Les dépenses anti-inflationnistes de la France depuis le début de la crise l’année prochaine totaliseront plus de 85 milliards d’euros – 3,5% du produit intérieur brut – selon les calculs de Reuters.
Cependant, les responsables du ministère des Finances n’ont pas tardé à souligner que le maintien d’une faible inflation permet également d’économiser de l’argent puisque les prestations sociales et de retraite françaises sont largement indexées sur l’inflation.
Alors qu’une grande partie de l’Europe est au bord de la récession, la générosité de la France a également laissé la deuxième économie de la zone euro sur des bases légèrement plus solides, Le Maire visant une croissance de 1% l’année prochaine.
« Pour l’instant, la récession n’est pas le scénario principal, mais plutôt une croissance très faible en 2024 », a déclaré Mathieu Plane, économiste au think tank OFCE.
« Il y a un arbitrage entre le déficit et l’inflation en France. Il y a une option pour maintenir les limites tarifaires de l’énergie. »
CIBLÉE ET TEMPORAIRE
Néanmoins, alors que les coûts augmentaient et que la crise semblait sans fin, le gouvernement a de nouveau assoupli certaines de ses mesures, mais toujours plus généreusement que dans de nombreux pays.
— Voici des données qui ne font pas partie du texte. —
PR #295, opened 2017-08-05
Resume testing Carthage support, force bottle installation.

jdhealy:
Force uninstallation of all `carthage` formulae from `homebrew`.

Avoid second (unnecessary) update, and force installation of `carthage` [bottle (binary package)](https://github.com/Homebrew/brew/blob/master/docs/Bottles.md) from `homebrew`.


ZevEisenberg:
Well I'll be. That's a clever fix.

PR #296, opened 2017-08-06
Add Xcode 9, iOS 11, tvOS 11, watchOS 4, and macOS 10.13 support

ZevEisenberg:


Sources/UIKit/StyleableUIElement.swift
```diff
@@ -224,3 +224,31 @@ internal class StringStyleHolder: NSObject {
...
+        }
+
+        return newDict
+    }
+
+}
+
+extension Dictionary where Key == String {
+
+    func withTypedKeys<KeyType>() -> [KeyType: Value] where KeyType: RawRepresentable, KeyType.RawValue == String {
```
Imperiopolis: These are some super handy helpers :)

Sources/UIKit/StyleableUIElement.swift
```diff
@@ -224,3 +224,31 @@ internal class StringStyleHolder: NSObject {
...
+        var newDict: [KeyType: Value] = [:]
+        for (key, value) in self {
+            if let newKey = KeyType(rawValue: key) {
```
Imperiopolis: Not sure about RZ coding style, but generally I'd do something like this as 

```swift
for (key, value) in self {
    guard let newKey = KeyType(rawValue: key) else { continue }
    newDict[newKey] = value
}
```

Sources/UIKit/UIKit+AdaptableTextContainerSupport.swift
```diff
@@ -37,8 +32,8 @@ extension UIApplication {
     @objc internal func bon_notifyContainedAdaptiveContentSizeContainers(fromNotification notification: NSNotification) {
         // First notify the app delegate if it conforms to AdaptableTextContainer.
         if let container = delegate, let traitCollection = container.window??.traitCollection {
-            if container.responds(to: #selector(AdaptableTextContainer.adaptText(forTraitCollection:))) {
-                container.perform(#selector(AdaptableTextContainer.adaptText(forTraitCollection:)), with: traitCollection)
+            if NSObject.responds(to: #selector(AdaptableTextContainer.adaptText(forTraitCollection:))) {
+                NSObject.perform(#selector(AdaptableTextContainer.adaptText(forTraitCollection:)), with: traitCollection)
```
Imperiopolis: Curious why the change to `NSObject` here? Also, would probably reduce the if to `if let traitCollection = delegate?.window??.traitCollection {` since you're no longer using container

Imperiopolis:
Also, best kind of PRs 🎉 
image

Sources/UIKit/StyleableUIElement.swift
ZevEisenberg: I don't remember writing these! Looks like I did, though, unless I found them somewhere and forgot to give credit. But I'm usually pretty good about that when pasting code.

Sources/UIKit/StyleableUIElement.swift
ZevEisenberg: I don't think our style addresses it specifically. (We don't really have an official style guide like we did with Obj-C. We just defer to the .swiftlint.yml from our most recent project, and we try to optimize client code for readability and eventual client handoff ¯\\\_(ツ)_/¯

Sources/UIKit/UIKit+AdaptableTextContainerSupport.swift
ZevEisenberg: I don't know why this was changed. Guessing the migrator made a mistake. I can't think of any reason to keep it, and it looks like it would break things, so I'm going to change it back.

ZevEisenberg:
@Imperiopolis thanks so much for the review! 🚀

Issue #251, opened 2016-11-24
Support use in app extensions


ZevEisenberg:
See [this similar request for Anchorage](https://github.com/Raizlabs/Anchorage/pull/21#issuecomment-262791384). When I enable the `APPLICATION_EXTENSION_API_ONLY` flag, I get this:

```BonMot/Sources/UIKit/UIKit+Helpers.swift:61:26: error: 'shared' is unavailable: Use view controller based solutions where appropriate instead.
        if UIApplication.shared.delegate != nil {
                         ^~~~~~
UIKit.UIApplication:5:20: note: 'shared' has been explicitly marked unavailable here
    open class var shared: UIApplication { get }
                   ^
BonMot/Sources/UIKit/UIKit+Helpers.swift:62:34: error: 'shared' is unavailable: Use view controller based solutions where appropriate instead.
            return UIApplication.shared.preferredContentSizeCategory
                                 ^~~~~~
UIKit.UIApplication:5:20: note: 'shared' has been explicitly marked unavailable here
    open class var shared: UIApplication { get }
                   ^
```

soundbites:
I had the same issue yesterday. I've sorta fixed with a pre-processor
```
        // `UIApplication.shared` is not a valid object in unit tests. Fall back
        // to a default value if the delegate is nil.
        // Also make UIApplication is not available in extensions
#if !TARGET_IS_EXTENSION
        if UIApplication.shared.delegate != nil {
            return UIApplication.shared.preferredContentSizeCategory
        }
#endif
        
        #if swift(>=3.0)
            return UIContentSizeCategory.large
        #else
            return UIContentSizeCategoryLarge
        #endif
```

and then setting up the `other Swift flags` with `-DTARGET_IS_EXTENSION`

ZevEisenberg:
@soundbites don't extensions support Dynamic Type? Isn't there a global function to get the content size category, or some other way to get it in extensions? It looks like your solution would just return a constant value in extensions, if I'm reading it right.

ZevEisenberg:
I posted a [Stack Overflow question](http://stackoverflow.com/questions/41388934/equivalent-of-uiapplication-shared-preferredcontentsizecategory-in-app-extension) on how to solve this. Looking for ways to get the extension's preferred trait collection.

LeoNatan:
Does `UIScreen.main.preferredContentSizeCategory` return an expected value? Iirc, `UIScreen.main` is officially available in extensions.

[...]

PR #301, opened 2017-09-10
Allow BonMot to be used in extensions

plarson:


ZevEisenberg:
@plarson thanks for this! Does this also resolve https://github.com/Raizlabs/BonMot/issues/251?

Sources/UIKit/UIKit+Helpers.swift
```diff
@@ -56,18 +56,27 @@ extension UITraitCollection {
...
-        }
-        else {
+
+        #if NS_EXTENSION_UNAVAILABLE_IOS
+            // `UIApplication.shared` is not a valid object in unit tests. Fall back
+            // to a default value if the delegate is nil.
+            if UIApplication.shared.delegate != nil {
+                return UIApplication.shared.preferredContentSizeCategory
+            }
+            else {
```
ZevEisenberg: I think you could drop the `else` and the `#else`, because if we make it into this `#if`, we will return, and if not, we always want to return `UIContentSizeCategory.large`.

plarson:
Sorry my bad, that macro doesn't do what it seems like it does

teameh:
This did end up in another PR?

ZevEisenberg:
I don’t think so 😞. @teameh are you running into issues with BonMot in extensions? If so, could you please leave a comment on #251 or open a new issue?

teameh:
Okay, but in theory the fix for this is quite small right? I'll add a new PR

lammertw:
@teameh did you manage to fix it?

teameh:
Nope.. But I did dig a bit. See https://github.com/Rightpoint/BonMot/issues/251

Les hausses de prix de l’électricité et du gaz seront plafonnées à 15 % l’an prochain, ce qui coûtera à lui seul 16 milliards d’euros au ministère des Finances.
Comme un coup dur pour les conducteurs belges mais un soulagement pour le Trésor français, ils prévoient de supprimer les subventions aux carburants d’ici la fin de cette année, bien que si les prix du pétrole montent à nouveau, Le Maire laisse la porte ouverte à leur rétablissement, quoique de manière plus ciblée. .
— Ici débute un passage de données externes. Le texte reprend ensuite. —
PR #302, opened 2017-09-22
New accessibility attributes

### LINKED ISSUE #292: Add support for new accessibility attributes
Announced at WWDC 2017:

[`UIAccessibilitySpeechAttributeQueueAnnouncement`](https://developer.apple.com/documentation/uikit/uiaccessibilityspeechattributequeueannouncement?changes=latest_minor)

L’approche franche et large de la France contredit les recommandations de la présidente du Fonds monétaire international et de la Banque centrale européenne, Christine Lagarde, de maintenir les mesures anti-inflationnistes aussi ciblées et temporaires que possible.
Le groupe de réflexion de gauche Terra Nova estime que pour 100 euros dépensés pour limiter les prix du gaz et de l’électricité, seuls 8 euros profitent aux 10 % des ménages les plus pauvres tandis que 13 euros vont aux 10 % des ménages les plus riches.
La réduction des mesures d’aide de la France risque également de déclencher une flambée de l’inflation, la poussant à des niveaux ailleurs en Europe, d’autant plus que des pays comme l’Allemagne et le Royaume-Uni rattrapent leurs propres mesures.
« Il n’est pas certain que (l’inflation française) soit inférieure à celle des autres pays en 2024 », a déclaré Plane.
Mais pour l’instant, les ménages français – et les automobilistes belges cherchant à se soulager des prix élevés du carburant chez eux – essaient de tirer le meilleur parti des dépenses de l’État français.
« C’est beaucoup moins cher ici en France », se réjouit un chauffeur belge en attendant de faire le plein de sa voiture.